» Task prompt: I would like the listing below retyped exactly, line by line.

» Source data:
····················

PR #2726, opened 2022-12-14
Add liked photos API

### LINKED ISSUE #2716: Liked photos API endpoint
To add an overview of liked photos to ThaliApp, we need a new endpoint for liked photos.

I think it would be best to have `api/v2/photos/photos/` with `liked` boolean GET filter. It will need to do some filtering to prevent photos that are not published in an album from being returned.

LisanneWeidmann:
Closes #2716

### Summary
Adds an endpoint to view the current user's liked photos.

### How to test
1. Go to localhost:8000/api/v2/photos/photos/liked/
  1.1 If you did not like any photos yet, the returned list should be empty. 
  1.2 Otherwise you should see a list of liked photos.
2. Go to http://localhost:8000/members/photos/ and like a photo.
3. Go to localhost:8000/api/v2/photos/photos/liked/
4. The photo that you just liked should now be in the list.

### DIFF
--- a/website/photos/api/v2/urls.py
+++ b/website/photos/api/v2/urls.py
@@ -25,7 +25,7 @@ urlpatterns = [
                     "photos/<int:pk>/like/", PhotoLikeView.as_view(), name="photo-like"
                 ),
                 path(
-                    "liked-photos/", LikedPhotosListView.as_view(), name="liked-photos"
+                    "photos/liked/", LikedPhotosListView.as_view(), name="liked-photos"
                 ),
             ]
         ),
--- a/website/photos/api/v2/urls.py
+++ b/website/photos/api/v2/urls.py
@@ -1,7 +1,12 @@
 """Photos app API v2 urls."""
 from django.urls import include, path
 
-from photos.api.v2.views import AlbumDetailView, AlbumListView, PhotoLikeView
+from photos.api.v2.views import (
+    AlbumDetailView,
+    AlbumListView,
+    LikedPhotosListView,
+    PhotoLikeView,
+)
 
 app_name = "photos"
 
@@ -18,6 +23,9 @@ urlpatterns = [
                 ),
                 path(
                     "photos/<int:pk>/like/", PhotoLikeView.as_view(), name="photo-like"
+                ),
+                path(
+                    "liked-photos/", LikedPhotosListView.as_view(), name="liked-photos"
                 ),
             ]
         ),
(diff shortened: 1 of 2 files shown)


DeD1rk (commented):
I like it. One thing I am unsure about is whether it would be worth the effort, considering e.g. usage by face-detect or other new functionality, such as ranking photos by likes, to make this to a general `/photos/photos/` endpoint with `?liked=yes` filter.

That would make it easy to later add other options like ordering by num_likes

website/photos/api/v2/urls.py
```diff
@@ -19,6 +24,9 @@
                 path(
                     "photos/<int:pk>/like/", PhotoLikeView.as_view(), name="photo-like"
                 ),
+                path(
+                    "liked-photos/", LikedPhotosListView.as_view(), name="liked-photos"
```
JobDoesburg, line 28:
```suggestion
                    "photos/liked/", LikedPhotosListView.as_view(), name="liked-photos"
```

website/photos/api/v2/views.py
```diff
@@ -51,6 +55,36 @@ def get_queryset(self):
...
+    """Returns the details the liked album."""
+
+    serializer_class = PhotoListSerializer
+    permission_classes = [
+        IsAuthenticatedOrTokenHasScope,
+    ]
+    required_scopes = ["photos:read"]
+
+    def get_queryset(self):
+        if self.request.member:
```
JobDoesburg, line 68: I would not put this check here, but in a different method, such as `dispatch`, `get` or maybe use a permission class for this. Also, non-members should not get a 400, because it's not a bad request in itself (it's not malformed or something like that). I think a 403 would be better

JobDoesburg (changes requested):

website/photos/api/v2/views.py
```diff
@@ -51,6 +55,35 @@ def get_queryset(self):
...
+    """Returns the details the liked album."""
+
+    serializer_class = PhotoListSerializer
+    permission_classes = [
+        IsAuthenticatedOrTokenHasScope,
+    ]
+    required_scopes = ["photos:read"]
+
+    def get(self, request, *args, **kwargs):
+        if not self.request.member:
```
JobDoesburg, line 68: Don't we have a permission class for this?

JobDoesburg (approved):

website/photos/api/v2/views.py
DeD1rk: Looks like we actually don't. Currently all API endpoint use `IsAuthenticatedOrTokenHasScope`. I think we should probably change that though.
Still, in this specific case a permission class (only) doesn't really make sense, as the check is a technical requirement, not really about permissions.

PR #2728, opened 2022-12-14
Move menu out to individual apps

pingiun:
### Summary
Now menu items can be added by putting extra stuff in the appconfig


website/activemembers/apps.py
```diff
@@ -13,3 +13,28 @@ def ready(self):
...
         from . import signals
+
+    def menu_items(self):
+        return {
+            "categories": [{"name": "association", "title": "Association", "key": 1}],
+            "items": [
+                {
+                    "category": "association",
+                    "title": "Board",
+                    "viewname": "activemembers:boards",
```
JobDoesburg, line 24: For one, its not view name but url name. 
Also, I think it's better to already include the URL itself in here with a reverse or reverse_lazy (if that's possible, at least)

JobDoesburg (changes requested):
Very nice

website/activemembers/apps.py
pingiun: Django calls this viewname themselves: https://docs.djangoproject.com/en/4.1/ref/urlresolvers/#django.urls.reverse

I think reversing it beforehand technically removes some flexibility in the menu creating. I think it would be fine though

JobDoesburg: > Django calls this viewname themselves: https://docs.djangoproject.com/en/4.1/ref/urlresolvers/#django.urls.reverse


Weird haha, but sure 


> I think reversing it beforehand technically removes some flexibility in the menu creating. I think it would be fine though

If I would want to add a URL to the menu to an external page, that's currently not possible without creating a redirect view for it.

pingiun: > If I would want to add a URL to the menu to an external page, that's currently not possible without creating a redirect view for it.

https://github.com/svthalia/concrexit/blob/e98a4809442e92762e3315a6191576f434343a33/website/members/apps.py#L26-L32

website/thaliawebsite/templatetags/menu.py
```diff
@@ -1,12 +1,50 @@
 """Provides a template handler that renders the menu."""
+from collections import defaultdict
+from functools import cache
+
 from django import template
+from django.apps import apps
 from django.urls import reverse
 
-from ..menus import MAIN_MENU
```
DeD1rk, line 5: This file hasn't been removed yet

website/activemembers/apps.py
ColonelPhantom: Another solution would just be to add `"noreferer": True` to the item. I personally think that that would be the cleanest solution.

ColonelPhantom (approved):

JobDoesburg (approved):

····················

» Exercise output:
PR #2726, opened 2022-12-14
Add liked photos API

### LINKED ISSUE #2716: Liked photos API endpoint
To add an overview of liked photos to ThaliApp, we need a new endpoint for liked photos.

I think it would be best to have `api/v2/photos/photos/` with `liked` boolean GET filter. It will need to do some filtering to prevent photos that are not published in an album from being returned.

LisanneWeidmann:
Closes #2716

### Summary
Adds an endpoint to view the current user's liked photos.

### How to test
1. Go to localhost:8000/api/v2/photos/photos/liked/
  1.1 If you did not like any photos yet, the returned list should be empty. 
  1.2 Otherwise you should see a list of liked photos.
2. Go to http://localhost:8000/members/photos/ and like a photo.
3. Go to localhost:8000/api/v2/photos/photos/liked/
4. The photo that you just liked should now be in the list.

### DIFF
--- a/website/photos/api/v2/urls.py
+++ b/website/photos/api/v2/urls.py
@@ -25,7 +25,7 @@ urlpatterns = [
                     "photos/<int:pk>/like/", PhotoLikeView.as_view(), name="photo-like"
                 ),
                 path(
-                    "liked-photos/", LikedPhotosListView.as_view(), name="liked-photos"
+                    "photos/liked/", LikedPhotosListView.as_view(), name="liked-photos"
                 ),
             ]
         ),
--- a/website/photos/api/v2/urls.py
+++ b/website/photos/api/v2/urls.py
@@ -1,7 +1,12 @@
 """Photos app API v2 urls."""
 from django.urls import include, path
 
-from photos.api.v2.views import AlbumDetailView, AlbumListView, PhotoLikeView
+from photos.api.v2.views import (
+    AlbumDetailView,
+    AlbumListView,
+    LikedPhotosListView,
+    PhotoLikeView,
+)
 
 app_name = "photos"
 
@@ -18,6 +23,9 @@ urlpatterns = [
                 ),
                 path(
                     "photos/<int:pk>/like/", PhotoLikeView.as_view(), name="photo-like"
+                ),
+                path(
+                    "liked-photos/", LikedPhotosListView.as_view(), name="liked-photos"
                 ),
             ]
         ),
(diff shortened: 1 of 2 files shown)


DeD1rk (commented):
I like it. One thing I am unsure about is whether it would be worth the effort, considering e.g. usage by face-detect or other new functionality, such as ranking photos by likes, to make this to a general `/photos/photos/` endpoint with `?liked=yes` filter.

That would make it easy to later add other options like ordering by num_likes

website/photos/api/v2/urls.py
```diff
@@ -19,6 +24,9 @@
                 path(
                     "photos/<int:pk>/like/", PhotoLikeView.as_view(), name="photo-like"
                 ),
+                path(
+                    "liked-photos/", LikedPhotosListView.as_view(), name="liked-photos"
```
JobDoesburg, line 28:
```suggestion
                    "photos/liked/", LikedPhotosListView.as_view(), name="liked-photos"
```

website/photos/api/v2/views.py
```diff
@@ -51,6 +55,36 @@ def get_queryset(self):
...
+    """Returns the details the liked album."""
+
+    serializer_class = PhotoListSerializer
+    permission_classes = [
+        IsAuthenticatedOrTokenHasScope,
+    ]
+    required_scopes = ["photos:read"]
+
+    def get_queryset(self):
+        if self.request.member:
```
JobDoesburg, line 68: I would not put this check here, but in a different method, such as `dispatch`, `get` or maybe use a permission class for this. Also, non-members should not get a 400, because it's not a bad request in itself (it's not malformed or something like that). I think a 403 would be better

JobDoesburg (changes requested):

website/photos/api/v2/views.py
```diff
@@ -51,6 +55,35 @@ def get_queryset(self):
...
+    """Returns the details the liked album."""
+
+    serializer_class = PhotoListSerializer
+    permission_classes = [
+        IsAuthenticatedOrTokenHasScope,
+    ]
+    required_scopes = ["photos:read"]
+
+    def get(self, request, *args, **kwargs):
+        if not self.request.member:
```
JobDoesburg, line 68: Don't we have a permission class for this?

JobDoesburg (approved):

website/photos/api/v2/views.py
DeD1rk: Looks like we actually don't. Currently all API endpoint use `IsAuthenticatedOrTokenHasScope`. I think we should probably change that though.
Still, in this specific case a permission class (only) doesn't really make sense, as the check is a technical requirement, not really about permissions.

PR #2728, opened 2022-12-14
Move menu out to individual apps

pingiun:
### Summary
Now menu items can be added by putting extra stuff in the appconfig


website/activemembers/apps.py
```diff
@@ -13,3 +13,28 @@ def ready(self):
...
         from . import signals
+
+    def menu_items(self):
+        return {
+            "categories": [{"name": "association", "title": "Association", "key": 1}],
+            "items": [
+                {
+                    "category": "association",
+                    "title": "Board",
+                    "viewname": "activemembers:boards",
```
JobDoesburg, line 24: For one, its not view name but url name. 
Also, I think it's better to already include the URL itself in here with a reverse or reverse_lazy (if that's possible, at least)

JobDoesburg (changes requested):
Very nice

website/activemembers/apps.py
pingiun: Django calls this viewname themselves: https://docs.djangoproject.com/en/4.1/ref/urlresolvers/#django.urls.reverse

I think reversing it beforehand technically removes some flexibility in the menu creating. I think it would be fine though

JobDoesburg: > Django calls this viewname themselves: https://docs.djangoproject.com/en/4.1/ref/urlresolvers/#django.urls.reverse


Weird haha, but sure 


> I think reversing it beforehand technically removes some flexibility in the menu creating. I think it would be fine though

If I would want to add a URL to the menu to an external page, that's currently not possible without creating a redirect view for it.

pingiun: > If I would want to add a URL to the menu to an external page, that's currently not possible without creating a redirect view for it.

https://github.com/svthalia/concrexit/blob/e98a4809442e92762e3315a6191576f434343a33/website/members/apps.py#L26-L32

website/thaliawebsite/templatetags/menu.py
```diff
@@ -1,12 +1,50 @@
 """Provides a template handler that renders the menu."""
+from collections import defaultdict
+from functools import cache
+
 from django import template
+from django.apps import apps
 from django.urls import reverse
 
-from ..menus import MAIN_MENU
```
DeD1rk, line 5: This file hasn't been removed yet

website/activemembers/apps.py
ColonelPhantom: Another solution would just be to add `"noreferer": True` to the item. I personally think that that would be the cleanest solution.

ColonelPhantom (approved):

JobDoesburg (approved):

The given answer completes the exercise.